The image builds AILANG from source, installs all dependencies, and uses an ENTRYPOINT for direct CLI parsing. No API server included — this is for local batch processing in containers.

Need a managed API with authentication, rate limiting, and SDKs?
Use the hosted API (1,000 free requests/month), or contact us for custom managed deployment or as part of Sunholo Multivac — our AI platform with dedicated support.

Contact Sunholo →

Frequently Asked Questions

How do I install AILANG Parse?

Run curl -fsSL https://ailang.sunholo.com/install.sh | bash to install AILANG, then ailang install sunholo/ailang_parse to download the parsing package. For the convenience CLI wrapper and test files, clone the repo: git clone https://github.com/sunholo-data/ailang-parse.git.

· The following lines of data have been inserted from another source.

PR #3560, opened 2026-06-19
Fix/latest release for hf breaks cli

reshmifrog:

---


BlasttS (approved):
Approved but I saw a ref to huggingface_hub install here : https://github.com/jfrog/jfrog-cli/blob/master/scripts/setup-test-deps.sh#L158
Even tho it's not blocking and an internal thing maybe it would be worth aligning the versin

PR #3561, opened 2026-06-19
RTECO-945: Wire jf apk commands and e2e tests

naveenku-jfrog:
## Summary

Wires the Alpine APK integration into the JFrog CLI frontend: registers `jf apk` subcommands, adds CLI flags, package aliasing (Ghost Frog), and a comprehensive e2e test suite. This is the user-facing entry point for the full Alpine APK feature.

Depends on:
- [build-info-go#393](https://github.com/jfrog/build-info-go/pull/393)
- [jfrog-cli-artifactory#496](https://github.com/jfrog/jfrog-cli-artifactory/pull/496)

---

### `buildtools/cli.go`
- **`ApkCmd()`** — dispatches `jf apk config`, `jf apk upload`, and all native `apk` subcommands (`add`, `upgrade`, etc.)
- Extracts JFrog-specific flags (`--repo`, `--server-id`, `--alpine-version`, `--user`, `--password`, `--build-name`, `--build-number`, `--module`, `--project`) before forwarding remaining args to native `apk`
- **Fail-fast on unknown `--server-id`**: if `--server-id` is explicitly provided but not found in the config, the command errors immediately — consistent with `jf npm`, `jf pip`, `jf mvn`, etc.
- Falls back to the default server silently when `--server-id` is omitted (allows `jf apk add` to work without Artifactory for basic usage)

### `utils/cliutils/commandsflags.go`
- New `Apk` flag group: `--repo`, `--server-id`, `--alpine-version`, `--user`, `--password`, `--build-name`, `--build-number`, `--module`, `--project`

### `docs/buildtools/apkcommand/help.go`
- `GetDescription()`, `GetAIDescription()`, `Usage`, `GetArguments()` for `jf apk` help text and AI help coverage

### `packagealias/packagealias.go`
- Registers `apk` as a Ghost Frog package alias so `jf apk add curl` works identically to `jfrog apk add curl` — consistent with `npm`, `pip`, `mvn`, etc.

### `apk_test.go`
Full end-to-end test suite (35 test cases) covering:

| Category | Tests |
|---|---|
| Basic build-info | `NoBuildFlags`, `WithBuildFlags`, `BuildNameFromEnvVars` |
| Dependency collection | `DepIDFormat`, `DepChecksums`, `DepRequestedBy`, `TransitiveDeps` |
| Scopes | `ScopeProduction`, `ScopeTransitive` |
| Repo / server config | `MissingRepo`, `InvalidRepo`, `UnknownServerID`, `ArtifactoryUnreachable`, `VirtualRepoAggregates` |
| Upload | `Upload`, `UploadWithBuildInfo`, `CIVCSPropertiesStamped` |
| Config | `Config`, `ConfigMissingServerID` |
| Env vars | `EnvVarsFiltered`, `EnvVarsIncluded` |
| Multi-package | `MultiPackageInstall`, `MultiPackageBuildInfo` |
| Idempotency | `IdempotentAdd` |
| Error handling | `ApkBinaryMissing` |

### `.github/workflows/apkTests.yml`
CI workflow that runs all `TestApk*` tests against a matrix of Alpine versions (`v3.18`, `v3.19`, `v3.20`, `v3.21`):
- Compiles the test binary on `ubuntu-24.04` (where Go 1.26 is available)
- Runs the pre-built static binary inside each `alpine:<version>` Docker container to get a real `apk` binary
- Spins up a local Artifactory instance via `install-local-artifactory`
- Triggered via `workflow_call` and `workflow_dispatch`

### `scripts/test-apk-local.sh`
Helper script for running Alpine APK e2e tests locally on macOS via Docker (mounts the repo and `~/.jfrog` config into a `golang:alpine` container).

---

## Design Notes

**`--repo` is optional**: Consistent with `jf npm install` and `jf pip install`, omitting `--repo` does not block build-info collection. Checksums are always available from the APK database (`C:` field). AQL enrichment (for SHA-256/MD5) is skipped when no repo is specified.

**Test infrastructure**: Tests require the `apk` binary (Alpine Linux). The workflow compiles a static Linux binary on the host and runs it inside Alpine Docker containers, avoiding Go version constraints in Alpine package repos.

**AI help coverage**: `jf apk` is wired through `corecommon.ResolveDescription` to satisfy the `TestAIHelpCoverageGenerated` check.


buildtools/cli.go
```diff
@@ -2118,6 +2132,119 @@ func NixCmd(c *cli.Context) error {
...
+		// User explicitly named a server — fail fast if it doesn't exist.
+		serverDetails, err = coreConfig.GetSpecificConfig(serverID, false, false)
+		if err != nil {
+			return errorutils.CheckErrorf("server ID %q not found in configuration. "+
+				"Run 'jf c add' to add it, or omit --server-id to use the default server.", serverID)
+		}
+	} else {
+		serverDetails, err = coreConfig.GetDefaultServerConf()
+		if err != nil {
+			log.Warn("No JFrog server configured — skipping credential injection. Run: jf c add")
```
agrasth: `coreConfig.GetDefaultServerConf()` returns `(nil, nil)` when no server is configured at all (the common case for a user who hasn't run `jf c add`), so this `err != nil` branch won't actually fire there and `serverDetails` stays nil silently. Worth double-checking what this warning is meant to cover.

buildtools/cli.go
```diff
@@ -2118,6 +2132,119 @@ func NixCmd(c *cli.Context) error {
...
+	case "upload":
+		return apkUploadSubCmd(c, remainingArgs, serverDetails, repoKey, alpineVersion, username, password)
+	default:
+		filteredArgs, buildConfiguration, err := build.ExtractBuildDetailsFromArgs(remainingArgs)
+		if err != nil {
+			return err
+		}
+		cmd := alpinecommand.NewApkCommand(subcmd).
+			SetArgs(filteredArgs).
+			SetServerDetails(serverDetails).
```
agrasth: `SetServerDetails(serverDetails)` is called unconditionally here, even when `serverDetails` is nil (see the fallback branch above). `NixCmd` just above (line 2128-2130) guards this with `if err == nil && serverDetails != nil`. Should `ApkCmd` follow the same guard for consistency / to avoid passing a nil server details struct downstream?

.github/workflows/apkTests.yml
```diff
@@ -80,16 +84,64 @@ jobs:
...
+              -w /workspace \
+              "alpine:${ALPINE_VER#v}" \
+              ./apk.test \
+                -test.v -test.timeout 0 \
+                -test.run "$run_regex" \
+                -test.alpine \
+                $creds 2>&1 | tee /tmp/apk-out.log
+
+            # Collect the top-level names of tests that failed this attempt.
+            fails=$(grep -Eo '^--- FAIL: [A-Za-z0-9_]+' /tmp/apk-out.log | awk '{print $3}' | sort -u | tr '\n' '|' | sed 's/|$//')
```
agrasth, line 138: This only checks for literal `--- FAIL:` lines in the captured output — it doesn't check `docker run`'s own exit code. If the test binary crashes/panics or the container gets OOM-killed before printing any `--- FAIL:` line, `$fails` stays empty and the step reports "All Alpine tests passed" on that attempt. Might be worth capturing `${PIPESTATUS[0]}` (or splitting the pipe) and treating a non-zero docker exit as a failure too.

apk_test.go
```diff
@@ -0,0 +1,1905 @@
...
+	jfrogCli := coretests.NewJfrogCli(execMain, "jfrog", "")
+	err := jfrogCli.Exec("apk", "add", "curl",
+		"--repo="+tests.AlpineVirtualRepo,
+		"--server-id=nonexistent-server-id-xyz")
+	assert.Error(t, err, "jf apk add with an unknown --server-id should return an error")
+}
+
+// TestApkAdd_ArtifactoryUnreachable verifies that when Artifactory is unreachable
+// jf apk add returns a clear error and does not silently fall back to the public CDN.
+func TestApkAdd_ArtifactoryUnreachable(t *testing.T) {
```
agrasth, line 1800: This test body is identical to `TestApkAdd_UnknownServerID` above (same `--server-id=nonexistent-server-id-xyz` args) — it doesn't actually simulate an unreachable Artifactory server, it just re-tests the unknown-server-id path. Should this point at a real unreachable host/port instead (e.g. an invalid URL in a throwaway server config) to cover the case the name describes?

apk_test.go
```diff
@@ -0,0 +1,1905 @@
...
+		for _, dep := range publishedBuildInfo.BuildInfo.Modules[0].Dependencies {
+			if dep.Sha1 != "" || dep.Sha256 != "" {
+				depsWithChecksums++
+			}
+		}
+		t.Logf("Dependencies with at least one checksum: %d/%d",
+			depsWithChecksums, len(publishedBuildInfo.BuildInfo.Modules[0].Dependencies))
+		// On a machine with a populated APK cache, checksums should be present.
+		// We assert at least the package itself has one.
+		assert.Greater(t, depsWithChecksums, 0,
```
agrasth: This only asserts `dep.Sha1 != "" || dep.Sha256 != ""` — `Md5` is never checked anywhere in this test. Per the checksum requirement (sha256/sha1/md5 all expected), can we add an assertion that at least one dep has a non-empty `Md5` too?

apk_test.go
```diff
@@ -0,0 +1,1905 @@
...
+			for _, scope := range dep.Scopes {
+				if scope == "prod" {
+					hasProd = true
+				}
+				if scope == "transitive" {
+					hasTransitive = true
+				}
+			}
+		}
+		assert.True(t, hasProd, "at least one dependency should have scope 'prod'")
```
agrasth, line 467: `hasTransitive` is computed but only logged at line 468-469, never asserted. Given the comment above says curl reliably brings in transitive deps (libcurl, musl, etc.), should this be `assert.True(t, hasTransitive, ...)` like the `hasProd` check right above it, rather than just a log line?

apk_test.go
```diff
@@ -0,0 +1,1905 @@
...
+	assert.True(t, found)
+
+	if found && len(publishedBuildInfo.BuildInfo.Modules) > 0 {
+		deps := publishedBuildInfo.BuildInfo.Modules[0].Dependencies
+		if len(deps) <= 1 {
+			t.Skip("only one dep installed; transitive RequestedBy cannot be validated")
+		}
+		hasTransitiveRequestedBy := false
+		for _, dep := range deps {
+			if len(dep.RequestedBy) > 0 && len(dep.RequestedBy[0]) > 0 {
```
agrasth: This only checks that a `RequestedBy` chain is non-empty, not that its content actually identifies the correct parent (e.g. that libcurl's chain contains `curl:<version>`). Could tighten this to assert on the actual parent ID rather than just presence.

docs/buildtools/apkcommand/help.go
```diff
@@ -0,0 +1,75 @@
...
+
+var Usage = []string{
+	"apk upload <file.apk> --repo <repo-key> --alpine-version <vX.Y> [--branch <name>] [--arch <arch>] [jf-flags]",
+	"apk add <packages...> [jf-flags]",
+	"apk upgrade [packages...] [jf-flags]",
+	"apk update [jf-flags]",
+	"apk fetch <packages...> [jf-flags]",
+	"apk search <pattern> [jf-flags]",
+	"apk del <packages...>",
+	"apk info [packages...]",
```
agrasth: This `Usage` list (and the subcommand list in `GetArguments()` below) only documents upload/add/upgrade/update/fetch/search/del/info. `apk_test.go`'s `TestApkPassthroughCommands` explicitly exercises `fix`, `audit`, `version`, and `stats` as supported passthrough subcommands — should those be documented here too so `jf apk --help` reflects everything that's actually supported?

utils/cliutils/commandsflags.go
```diff
@@ -2243,6 +2256,9 @@ var commandFlags = map[string][]string{
 	Nix: {
 		BuildName, BuildNumber, module, Project, serverId,
 	},
+	Apk: {
+		serverId, repo, apkAlpineVersion, branch, apkArch, BuildName, BuildNumber, module, Project, user, password,
```
agrasth: This reuses the shared `branch` flag, whose `Usage` text (line 1855) says `"[Mandatory] Branch name to filter."`. For `jf apk upload`, `--branch` is actually optional and defaults to `"main"` (per `apkUploadSubCmd` in buildtools/cli.go). Since this flag's help text is shared across commands, `jf apk upload --help` will show a misleading "[Mandatory]" for an optional flag — might need a per-command override or a tweaked shared description.

.github/workflows/apkTests.yml
naveenku-jfrog: Good catch — fixed. The step now captures the container exit code via `docker_exit=${PIPESTATUS[0]}` and only reports success when both there are no `--- FAIL:` lines **and** `docker_exit -eq 0`. A non-zero exit with no test-level failures (crash/panic/OOM) is now explicitly treated as a failure for that attempt.

apk_test.go
naveenku-jfrog: Fixed — this test now configures a server that points at a genuinely unreachable address (`--artifactory-url=http://127.0.0.1:1/artifactory`) rather than reusing the unknown-server-id path, so it exercises the connection-failure case the name describes.

apk_test.go
naveenku-jfrog: Fixed — `hasTransitive` is now asserted with `assert.True(t, hasTransitive, ...)` (guarded by `len(deps) > 1`) instead of only being logged, mirroring the `hasProd` assertion above it.

reshmifrog (approved):

PR #3592, opened 2026-07-08
RTECO-945 - Fix Go version mismatch in Alpine APK CI

naveenku-jfrog:
Alpine package repos only ship Go <=1.23 (even on Alpine 3.21), but go.mod requires go 1.26.3, causing 'invalid go version' parse errors.

Fix: do not install Go via 'apk add go'. Instead:
- Record the host GOROOT after install-go-with-cache (new step)
- Mount that directory into the Alpine chroot via jirutka/setup-alpine volumes input so the same Go 1.26 binary is available inside Alpine
- Export GOROOT/GOPATH/GOCACHE into the alpine.sh test step and prepend GOROOT/bin to PATH so 'go' resolves to the host toolchain

---

### DIFF
--- a/.github/workflows/apkTests.yml
+++ b/.github/workflows/apkTests.yml
@@ -73,9 +73,6 @@ jobs:
       - name: Setup Go with cache
         uses: jfrog/.github/actions/install-go-with-cache@main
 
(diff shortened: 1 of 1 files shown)


attiasas (approved):
LGTM

PR #3596, opened 2026-07-09
RTECO-1564 - Add apt command support for JFrog Artifactory

fluxxBot:

---
- Introduced `apt` command to run apt-get commands against JFrog Artifactory Debian repositories.
- Implemented `aptSetupCmd` for persistent authentication setup.
- Added necessary flags and help documentation for the `apt` command.
- Created test data for local, remote, and virtual APT repositories.
- Updated integration tests to include APT command tests.
- Enhanced CLI utility functions to support APT-specific flags and commands.


naveenku-jfrog (approved):

buildtools/cli.go
```diff
@@ -2150,6 +2172,169 @@ func NixCmd(c *cli.Context) error {
...
+
+	component := c.String("component")
+	importKey := c.Bool("import-key")
+	trusted := c.Bool("trusted")
+
+	// Interactive fallback: prompt for component and GPG mode when dist was not
+	// supplied as a flag (i.e., the user is in an interactive session and hasn't
+	// pre-scripted all flags).
+	if interactive {
+		if component == "" {
```
agrasth, line 2315: This `if component == ""` branch is unreachable in practice: the `component` flag is defined with `Value: "main"` (see `aptComponent` in `commandsflags.go`), so `c.String("component")` returns `"main"` by default even when the user never passed `--component` — `component` is never `""` here. 

The interactive "Component ... leave empty for 'main'" prompt described in the comment above can never actually show. Either drop the default `Value` on the flag (so an unset flag reads as `""` and the prompt fires as intended) or remove this dead prompt.

agrasth (approved):

PR #3615, opened 2026-07-23
RTECO-1647 - Add support for Maven Wrapper (mvnw) command

fluxxBot:

---
- Introduced a new command "mvnw" in cli.go to run Maven builds using the project's Maven Wrapper.
- Created help documentation for the mvnw command in help.go.
- Updated go.mod to include a dependency on jfrog-cli-artifactory.
- Added tests for the new mvnw command in maven_test.go to validate its behavior in native mode.
- Included necessary Maven Wrapper files (MavenWrapperDownloader.java, maven-wrapper.jar, maven-wrapper.properties, mvnw, mvnw.cmd) in the test data for proper execution.
- Created a sample pom.xml for testing Maven projects with the wrapper.


buildtools/cli.go
```diff
@@ -664,7 +680,19 @@ func captureUserFlagsForMetrics(c *cli.Context, skipFlagParsing bool) {
...
+	return runMvn(c, false)
+}
+
+// MvnwCmd runs "jf mvnw". In native (FlexPack) mode it requires a Maven Wrapper
+// (mvnw/mvnw.cmd) to be present and fails otherwise; in legacy (config-file) mode
+// it behaves exactly like MvnCmd.
+func MvnwCmd(c *cli.Context) (err error) {
+	return runMvn(c, true)
+}
+
```
naveenku-jfrog, line 694: In legacy (config-file) mode preferWrapper is silently dropped and this runs PATH mvn even though the user typed mvnw. Can we emit a log.Debug/log.Info so the divergence is discoverable rather than silent?

naveenku-jfrog (approved):

buildtools/cli.go
```diff
@@ -688,7 +716,7 @@ func MvnCmd(c *cli.Context) (err error) {
 		if err != nil {
 			return err
 		}
-		mvnCmd := mvn.NewMvnCommand().SetConfigPath("").SetGoals(filteredMavenArgs).SetConfiguration(buildConfiguration).SetServerDetails(serverDetails)
+		mvnCmd := mvn.NewMvnCommand().SetConfigPath("").SetGoals(filteredMavenArgs).SetConfiguration(buildConfiguration).SetServerDetails(serverDetails).SetPreferWrapper(preferWrapper)
```
agrasth, line 719: `preferWrapper` only reaches `MvnCommand` through this native-mode branch (`ShouldRunNative(configFilePath) && !configExists`, a few lines above). 

When a legacy Maven config file already exists for the project, `jf mvnw` falls through to the legacy path lower in this function, where `preferWrapper` is never consulted — so `jf mvnw` silently behaves exactly like `jf mvn` in that case. That's documented in `docs/buildtools/mvnw/help.go`'s AI description, but nothing is logged at the point of the fallback. Might be worth a `log.Debug` noting that wrapper preference is being ignored because a legacy config was found, for troubleshooting a case where a user expects `mvnw` semantics but the project still has a `.jfrog/projects/maven.yaml`.

agrasth (approved):

PR #3618, opened 2026-07-27
RTECO-1651 - Update agent plugins tests

udaykb2:

---
## Summary
Expands and hardens `jf agent plugins` e2e coverage in `agent_plugins_test.go` (85 → 99 tests), and fixes the agent-plugins CI workflow so tests run reliably on Linux/Windows.

### What the suite covers
| Area | Focus |
|------|--------|
| **Publish** | Basic publish, version override, collisions (CI), invalid semver/slug, wrong/missing repo, prebuilt zip, build-info/module/env vars, signing key, checksum/`agentpackages.digest`, multi-harness marketplace indexing |
| **Install** | Latest / specific version, marketplace (with `--harness`), global/path scopes, multi-harness (`claude`/`codex`/`cursor`), `plugin-info.json`, evidence gate, JSON format, flag mutual exclusion, agent-config override, custom `my-agent` lifecycle |
| **Update** | Per-slug, `--all`, dry-run, force, non-interactive, JSON format, project-scope rejection, flag matrix |
| **List** | Local/remote, latest-only, empty local, `--check-updates` statuses, limit (harness/repo), flag validation |
| **Search** | Exact/substring, latest-only, no matches, empty/blank query, repo from env |
| **Delete** | Delete, dry-run (incl. multi-version / not found), version-specific, missing args, repo from env |
| **Repo / server / proxy** | Env vs `--repo`, no-repo error, `--server-id`, unreachable Artifactory, proxy / no-proxy, insecure TLS |
| **Round-trips / CI** | Publish→install→update→delete flows, CI pipeline path |

### Notable test improvements
- Stronger error assertions (`assertErrorContainsAll` instead of loose OR matches)
- Checksum / Artifactory property verification
- Marketplace install prefers `--harness` and retries until marketplace indexes
- Custom agent install/update/list/delete lifecycle e2e
- Shared harness matrix for claude / codex / cursor (and multi-harness)

### CI / workflow
- `agentPluginsTests.yml`: use `-test.agentPlugins=true` (Windows-safe), force `bash` shell
- Stop pinning Artifactory VERSION (avoids pruned release breakage)
- Gosec: suppress G703 on test stub binary write under `t.TempDir`


agent_plugins_test.go
```diff
@@ -140,23 +156,262 @@ func pluginArtifactPath(repo, slug, version string) string {
...
+	data, err := os.ReadFile(claudeBin) // #nosec G304 -- path from t.TempDir
 	require.NoError(t, err)
-	require.NoError(t, f.Close())
-	t.Cleanup(func() { _ = os.Remove(f.Name()) })
-	fileName := harness + "-marketplace.json"
-	require.NoError(t, artifactoryCli.Exec("u", f.Name(),
-		tests.AgentPluginsLocalRepo+"/"+fileName,
-		"--flat=true",
-	), "uploading %s to test repo must succeed", fileName)
+	require.NoError(t, os.WriteFile(codexBin, data, 0755)) // #nosec G306,G703 -- test stub binary path is under t.TempDir
```
naveenku-jfrog: G703 isn't a valid gosec rule ID (gosec is G1xx–G6xx); unknown IDs are silently ignored so it's harmless, but it looks like a typo. I think you only need G306 here — drop G703.

agent_plugins_test.go
```diff
@@ -43,12 +48,15 @@ func CleanAgentPluginsTests() {
...
-	t.Skip("Agent plugins e2e tests are disabled")
+	if !*tests.TestAgentPlugins {
+		t.Skip("Skipping Agent Plugins test. To run Agent Plugins test add the '-test.agentPlugins=true' option.")
+	}
 	createJfrogHomeConfig(t, false)
 	require.True(t, isRepoExist(tests.AgentPluginsLocalRepo), "agent plugins local repo does not exist: "+tests.AgentPluginsLocalRepo)
 	// The test Artifactory instance has no evidence/One-Model service configured.
 	// Disable the quiet-failure evidence gate so install commands don't block on 403.
 	t.Setenv("JFROG_AGENT_PLUGINS_DISABLE_QUIET_FAILURE", "true")
+	stubNativeAgentCLIs(t)
```
naveenku-jfrog, line 60: stubNativeAgentCLIs runs a full go build on every test init, so the stub is recompiled ~99 times across the suite (likely a big chunk of the ~11m Windows run). Consider building the stub once (sync.Once or TestMain) and reusing the binary across tests

agent_plugins_test.go
```diff
@@ -2240,22 +3008,25 @@ func TestAgentPluginsRepoFlagOverridesEnvVar(t *testing.T) {
...
 func TestAgentPluginsNoRepoConfigured(t *testing.T) {
 	initAgentPluginsTest(t)
 	defer cleanAgentPluginsTest()
 
-	// Ensure env var is not set so there is no fallback.
 	t.Setenv("JFROG_AGENT_PLUGINS_REPO", "")
 
+	// Temporarily remove the suite's agentplugins repo so auto-discovery finds nothing.
+	require.True(t, isRepoExist(tests.AgentPluginsLocalRepo))
+	execDeleteRepo(tests.AgentPluginsLocalRepo)
```
naveenku-jfrog, line 3081: This deletes the shared suite repo and recreates it via t.Cleanup. Safe only because the suite is sequential — if anyone adds t.Parallel() later, or the process hard-exits before cleanup, every subsequent test loses the repo. Worth a comment stating the sequential-only assumption.

agent_plugins_test.go
```diff
@@ -911,7 +1207,8 @@ func TestAgentPluginsInstallAgentConfigOverride(t *testing.T) {
 		}
 	}`)
 
-	// Verify globalDir override.
+	// Custom agents are not indexed into <harness>-marketplace.json, so --version is
```
naveenku-jfrog, line 1248: The old "no --project-dir and no --global → defaults to cwd" case was dropped rather than updated to the new default-to---global behavior, and the custom-agent lifecycle test doesn't cover that implicit/default-scope path. Intentional? If the default scope changed, it'd be good to assert the new default explicitly.

naveenku-jfrog (approved):
Please address some minor comments.

agent_plugins_test.go
udaykb2: Done

agent_plugins_test.go
udaykb2: done, added

agent_plugins_test.go
udaykb2: DONE, now, go build runs once via sync.Once (nativeAgentStubBinary).
Each test only copies that binary into its temp PATH dir (stubNativeAgentCLIs).

PR #3632, opened 2026-07-31
Surface the invoking AI agent on the CLI's User-Agent

noamshemesh:
## What

`jfrog-cli-core` already detects which AI harness invoked the CLI, from a table of harness
environment variables — Claude Code, Gemini, Goose, Cursor, Copilot, Kilocode, Roo Code, Codex,
plus a generic `AGENT` fallback collapsed to `unknown` (`common/commands/execution_context.go`).

That answer never reached the wire. Its five call sites are telemetry labels, interactive-prompt
suppression, AI-formatted help, the survey link, and the Cursor trace ID — none of them touch the
outbound request. So an agent running `jf rt download` and a human running it are byte identical to
anything in the request path.

This appends the detected agent to the CLI's User-Agent as an RFC 9110 comment:

```
User-Agent: jfrog-cli-go/2.117.0 (agent:claude)
```

## Why a comment rather than a new header or a rewritten token

- **The product token stays first**, so anything parsing only the leading token is unaffected.
- **A non-agent invocation is byte identical to today** — no behaviour change for human use.
- **A dedicated header would need `jfrog-client-go`.** The only global per-request header hook there
  is `addUberTraceIdHeaderIfSet`, so a new header means a second repo and a release the CLI then
  bumps to. That remains the durable form; this lands the same signal now with no new plumbing.
- `JFROG_CLI_USER_AGENT` overrides are preserved — the marker is appended to whatever the override
  resolves to, never replacing it.

Worth noting: `execution_context.go` already lists "User-Agent enrichment" among its call sites in
the memoization comment, but no such call site existed. This looks like intent that never landed.

## Safety

Injection-safe by construction: `DetectExecutionContext` returns a name from a fixed table or the
literal `unknown`, so a raw environment value is never propagated onto the wire. A test asserts no
CR/LF can appear.

**The value is attribution metadata, not a credential.** Harness environment variables are
client-set and trivially forged or unset. Consumers must treat it as a routing/census hint only —
it must never gate authorization.

## Tests

15 unit tests in `utils/cliutils`:

- one case per row of the `agentEnvDetectors` table, plus the generic `AGENT` → `unknown` fallback
- no agent detected → User-Agent byte identical to today
- `JFROG_CLI_USER_AGENT` override preserved with the marker appended
- no-version case (`GetCliUserAgent` omits the slash)
- well-formedness: product token first, no CR/LF

Tests clear the agent env vars and reset the memoized execution context, so they are deterministic
even when the suite itself runs inside Claude Code or Cursor.

`go build ./...` and `go vet` clean.

## Downstream

JFrog Agent Gateway consumes this marker to attribute diverted requests to a specific harness
rather than a generic "agent", verified end-to-end against a live JPD. That side is already open as
a separate PR and is inert until this ships.

### DIFF
--- a/utils/cliutils/utils_test.go
+++ b/utils/cliutils/utils_test.go
@@ -494,3 +494,97 @@ func TestTransferFilesTimestampFilterFlags(t *testing.T) {
 	assert.Contains(t, usageByName[CreatedAfter], "YYYY-MM-DDTHH:mm:ss.sssZ")
 	assert.Contains(t, usageByName[DownloadedAfter], "YYYY-MM-DDTHH:mm:ss.sssZ")
 }
+
+// --- AGW-86: User-Agent enrichment with the detected AI agent ---
+
+// withCliUserAgent pins the CLI user-agent name/version for one test. The real values are
+// set once in init() from JFROG_CLI_USER_AGENT, so tests drive the setters directly rather
+// than trying to re-run init.
+func withCliUserAgent(t *testing.T, name, version string) {
+	t.Helper()
+	prevName, prevVersion := coreutils.GetCliUserAgentName(), coreutils.GetCliUserAgentVersion()
+	coreutils.SetCliUserAgentName(name)
+	coreutils.SetCliUserAgentVersion(version)
+	t.Cleanup(func() {
+		coreutils.SetCliUserAgentName(prevName)
+		coreutils.SetCliUserAgentVersion(prevVersion)
+	})
+}
+
+func TestGetCliUserAgentWithAgentNoAgentDetected(t *testing.T) {
+	clearAgentEnvVarsForTest(t)
+	withCliUserAgent(t, "jfrog-cli-go", "2.117.0")
+	corecommands.ResetExecutionContextForTest()
+
+	assert.Equal(t, "jfrog-cli-go/2.117.0", GetCliUserAgentWithAgent(),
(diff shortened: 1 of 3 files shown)


RemiBou (approved):

utils/cliutils/utils_test.go
```diff
@@ -494,3 +494,97 @@ func TestTransferFilesTimestampFilterFlags(t *testing.T) {
...
+
+func TestGetCliUserAgentWithAgentPreservesCustomUserAgent(t *testing.T) {
+	// JFROG_CLI_USER_AGENT lets an operator replace the product token entirely. The agent
+	// marker must be appended to whatever that resolves to, never replace it.
+	clearAgentEnvVarsForTest(t)
+	withCliUserAgent(t, "my-wrapper", "9.9.9")
+	t.Setenv("CLAUDECODE", "true")
+	corecommands.ResetExecutionContextForTest()
+
+	assert.Equal(t, "my-wrapper/9.9.9 (agent:claude)", GetCliUserAgentWithAgent())
```
RemiBou: isnt "agent/claude" more conventional ?

noamshemesh: maybe also ai-agent/claude ? wdyt?

RemiBou: yes better

RemiBou (approved):

noamshemesh:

What are the system requirements?

AILANG is a single Go binary. It runs on macOS, Linux (amd64/arm64), and Windows. For Office-only parsing, it needs approximately 50MB RAM and no GPU. AI-powered PDF parsing needs connectivity to Gemini/Claude, or a local Ollama model.

What's the difference between the API and running locally?

The hosted API gives you zero-maintenance scaling with Python, JS, and Go SDKs — 1,000 free requests/month included. Running locally gives you unlimited free parsing with full privacy, but requires installing the AILANG CLI. Both produce identical output.

Does local parsing require an internet connection?

For Office formats (DOCX, PPTX, XLSX, ODF), parsing is fully offline — no internet needed. AI-powered PDF parsing requires connectivity to Gemini or Claude, unless you use a local Ollama model which also runs offline.

Can I use AILANG for other projects?

Yes. AILANG is a general-purpose programming language for AI-powered applications. Once installed, you can build your own tools with capability budgets, formal contracts, and pluggable AI models. Run ailang prompt for the full language reference, or visit ailang.sunholo.com to explore the ecosystem.